Add SharePoint Connector for Microsoft SharePoint Online and On-Premises #22

@martin-papy

Description

@martin-papy

Enhancement: SharePoint Connector

🎯 Overview

Add support for ingesting documents and content from Microsoft SharePoint Online and SharePoint On-Premises environments, enabling organizations to include their SharePoint-based knowledge repositories in their AI-powered development workflows.

📋 Problem Statement

Many organizations store critical documentation, policies, procedures, and knowledge assets in Microsoft SharePoint. Currently, qdrant-loader cannot access this content, creating gaps in organizational knowledge bases and limiting the effectiveness of AI-powered development tools that rely on comprehensive documentation.

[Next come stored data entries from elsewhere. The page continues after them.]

PR #641, opened 2023-01-12
Switch from request META to request headers

albertyw:
As recommended by https://github.com/adamchainz/django-upgrade#httprequestheaders, switch from `request.META` to `request.headers`.  This slightly simplifies several test cases by not having to convert between META and headers (see https://docs.djangoproject.com/en/dev/ref/request-response/#httprequest-objects for more information).  However, headers are case insensitive which introduces some case-changes.  

All of the changes in this PR are limited to tests, except for a very minor change when generating curls.

This is a followup to https://github.com/jazzband/django-silk/pull/640#issuecomment-1375269162

### DIFF
--- a/silk/model_factory.py
+++ b/silk/model_factory.py
@@ -45,7 +45,7 @@ class DefaultEncoder(json.JSONEncoder):
 
 
 def _parse_content_type(content_type):
-    """best efforts on pulling out the content type and encoding from Content-Type header"""
+    """best efforts on pulling out the content type and encoding from content-type header"""
     char_set = None
     if content_type.strip():
         splt = content_type.split(';')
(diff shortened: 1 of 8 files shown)


silk/model_factory.py
```diff
@@ -45,7 +45,7 @@ def default(self, o):
 
 
 def _parse_content_type(content_type):
-    """best efforts on pulling out the content type and encoding from Content-Type header"""
+    """best efforts on pulling out the content type and encoding from content-type header"""
     try:
         content_type = content_type.strip()
     except AttributeError:
```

Common SharePoint content includes:

  • Technical documentation and wikis
  • Project documentation and specifications
  • Policies and procedures
  • Training materials and guides
  • Meeting notes and decisions
  • File attachments (PDFs, Office documents, etc.)

🚀 Proposed Solution

Implement a SharePoint connector that integrates with both SharePoint Online (Office 365) and SharePoint On-Premises environments using the Office365-REST-Python-Client library.

Key Features

  • Multi-Environment Support: SharePoint Online, SharePoint 2013+, and On-Premises
  • Multiple Authentication Methods: App-Only, username/password, certificate-based, interactive
  • Document Libraries: Process files from SharePoint document libraries
  • SharePoint Lists: Extract content from custom lists and built-in lists
  • Rich Metadata: Capture SharePoint-specific metadata (author, created/modified dates, custom columns)
  • File Conversion Integration: Leverage existing file conversion for Office documents, PDFs, etc.
  • Incremental Updates: Change detection for efficient synchronization
  • Attachment Processing: Handle file attachments with parent-child relationships

🏗️ Technical Implementation

Configuration Structure

sources:
  sharepoint:
    company-intranet:
      base_url: "https://company.sharepoint.com/sites/intranet"
      source: "company-intranet"
      source_type: "sharepoint"
      
      # Authentication
      authentication_method: "client_credentials"  # or "username_password", "certificate", "interactive"
      client_id: "${SHAREPOINT_CLIENT_ID}"
      client_secret: "${SHAREPOINT_CLIENT_SECRET}"
      tenant_id: "${SHAREPOINT_TENANT_ID}"
      
      # Content Selection
      document_libraries:
        - "Documents"
        - "Shared Documents"
        - "Policies"
      
      sharepoint_lists:
        - "Announcements"
        - "Project Updates"
        - "Knowledge Base"
      
      # File Processing
      enable_file_conversion: true
      download_attachments: true
      file_extensions: [".docx", ".pdf", ".xlsx", ".pptx", ".txt", ".md"]
      max_file_size: 52428800  # 50MB
      
      # Filtering
      exclude_paths:
        - "Forms/"
        - "_catalogs/"
      include_content_types:
        - "Document"
        - "Page"
        - "List Item"
      
      # Metadata
      custom_columns:
        - "Department"
        - "Category"
        - "Tags"

Authentication Methods

1. App-Only (Client Credentials) - Recommended for Production

# Azure AD App registration required
client_credentials = ClientCredential(client_id, client_secret)
ctx = ClientContext(site_url).with_credentials(client_credentials)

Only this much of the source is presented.